Set down the listing again, word for word.

> [GIVEN DATA]
--- START ---
PR #2022, opened 2017-09-19
Rewrite legend visibility toggling

rreusser:
Legend visibility toggling didn't work at all with `groupby`, which led to mostly a rewrite. By happenstance, it toggled them as a group, which wasn't really the desired behavior. More problematically though, it also threw lots of `Uncaught bad container` errors because it really just wasn't accounted for at all. This PR rewrites legend visibility toggling and tries to preserve existing behavior while fixing `groupby`.

In particular, one tricky case is `legendgroup`, both toggling and isolating:

regular-trace-toggle

And the other is `groupby` transforms, both toggling and isolating:

groupby-visibility-toggling

### DIFF
--- a/src/components/legend/draw.js
+++ b/src/components/legend/draw.js
@@ -573,11 +573,11 @@ function handleClick(g, gd, numClicks) {
         var hasLegendgroup = legendgroup && legendgroup.length;
         var traceIndicesInGroup = [];
         var tracei;
-        if (hasLegendgroup) {
-            for (i = 0; i < fullData.length; i++) {
+        if(hasLegendgroup) {
+            for(i = 0; i < fullData.length; i++) {
                 tracei = fullData[i];
-                if (!tracei.visible) continue;
-                if (tracei.legendgroup === legendgroup) {
+                if(!tracei.visible) continue;
+                if(tracei.legendgroup === legendgroup) {
                     traceIndicesInGroup.push(i);
                 }
             }
@@ -599,9 +599,9 @@ function handleClick(g, gd, numClicks) {
                     break;
             }
 
-            if (hasLegendgroup) {
-                for (i = 0; i < fullData.length; i++) {
-                    if (fullData[i].visible && fullData[i].legendgroup === legendgroup) {
+            if(hasLegendgroup) {
+                for(i = 0; i < fullData.length; i++) {
+                    if(fullData[i].visible && fullData[i].legendgroup === legendgroup) {
                         setVisibility(fullData[i], nextVisibility);
                     }
                 }
@@ -611,17 +611,17 @@ function handleClick(g, gd, numClicks) {
         } else if(numClicks === 2) {
             // Compute the clicked index. expandedIndex does what we want for expanded traces
             // but also culls hidden traces. That means we have some work to do.
-            var clickedIndex;
+            var clickedIndex, isIsolated, isClicked, isInGroup, otherState;
             for(clickedIndex = 0; clickedIndex < fullData.length; clickedIndex++) {
                 if(fullData[clickedIndex] === fullTrace) break;
             }
 
-            var isIsolated = true;
+            isIsolated = true;
             for(i = 0; i < fullData.length; i++) {
-                var isClicked = fullData[i] === fullTrace;
-                if (isClicked) continue;
+                isClicked = fullData[i] === fullTrace;
+                if(isClicked) continue;
 
-                var isInGroup = (hasLegendgroup && fullData[i].legendgroup === legendgroup);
--- END ---
> [ANSWER]
PR #2022, opened 2017-09-19
Rewrite legend visibility toggling

rreusser:
Legend visibility toggling didn't work at all with `groupby`, which led to mostly a rewrite. By happenstance, it toggled them as a group, which wasn't really the desired behavior. More problematically though, it also threw lots of `Uncaught bad container` errors because it really just wasn't accounted for at all. This PR rewrites legend visibility toggling and tries to preserve existing behavior while fixing `groupby`.

In particular, one tricky case is `legendgroup`, both toggling and isolating:

regular-trace-toggle

And the other is `groupby` transforms, both toggling and isolating:

groupby-visibility-toggling

### DIFF
--- a/src/components/legend/draw.js
+++ b/src/components/legend/draw.js
@@ -573,11 +573,11 @@ function handleClick(g, gd, numClicks) {
         var hasLegendgroup = legendgroup && legendgroup.length;
         var traceIndicesInGroup = [];
         var tracei;
-        if (hasLegendgroup) {
-            for (i = 0; i < fullData.length; i++) {
+        if(hasLegendgroup) {
+            for(i = 0; i < fullData.length; i++) {
                 tracei = fullData[i];
-                if (!tracei.visible) continue;
-                if (tracei.legendgroup === legendgroup) {
+                if(!tracei.visible) continue;
+                if(tracei.legendgroup === legendgroup) {
                     traceIndicesInGroup.push(i);
                 }
             }
@@ -599,9 +599,9 @@ function handleClick(g, gd, numClicks) {
                     break;
             }
 
-            if (hasLegendgroup) {
-                for (i = 0; i < fullData.length; i++) {
-                    if (fullData[i].visible && fullData[i].legendgroup === legendgroup) {
+            if(hasLegendgroup) {
+                for(i = 0; i < fullData.length; i++) {
+                    if(fullData[i].visible && fullData[i].legendgroup === legendgroup) {
                         setVisibility(fullData[i], nextVisibility);
                     }
                 }
@@ -611,17 +611,17 @@ function handleClick(g, gd, numClicks) {
         } else if(numClicks === 2) {
             // Compute the clicked index. expandedIndex does what we want for expanded traces
             // but also culls hidden traces. That means we have some work to do.
-            var clickedIndex;
+            var clickedIndex, isIsolated, isClicked, isInGroup, otherState;
             for(clickedIndex = 0; clickedIndex < fullData.length; clickedIndex++) {
                 if(fullData[clickedIndex] === fullTrace) break;
             }
 
-            var isIsolated = true;
+            isIsolated = true;
             for(i = 0; i < fullData.length; i++) {
-                var isClicked = fullData[i] === fullTrace;
-                if (isClicked) continue;
+                isClicked = fullData[i] === fullTrace;
+                if(isClicked) continue;
 
-                var isInGroup = (hasLegendgroup && fullData[i].legendgroup === legendgroup);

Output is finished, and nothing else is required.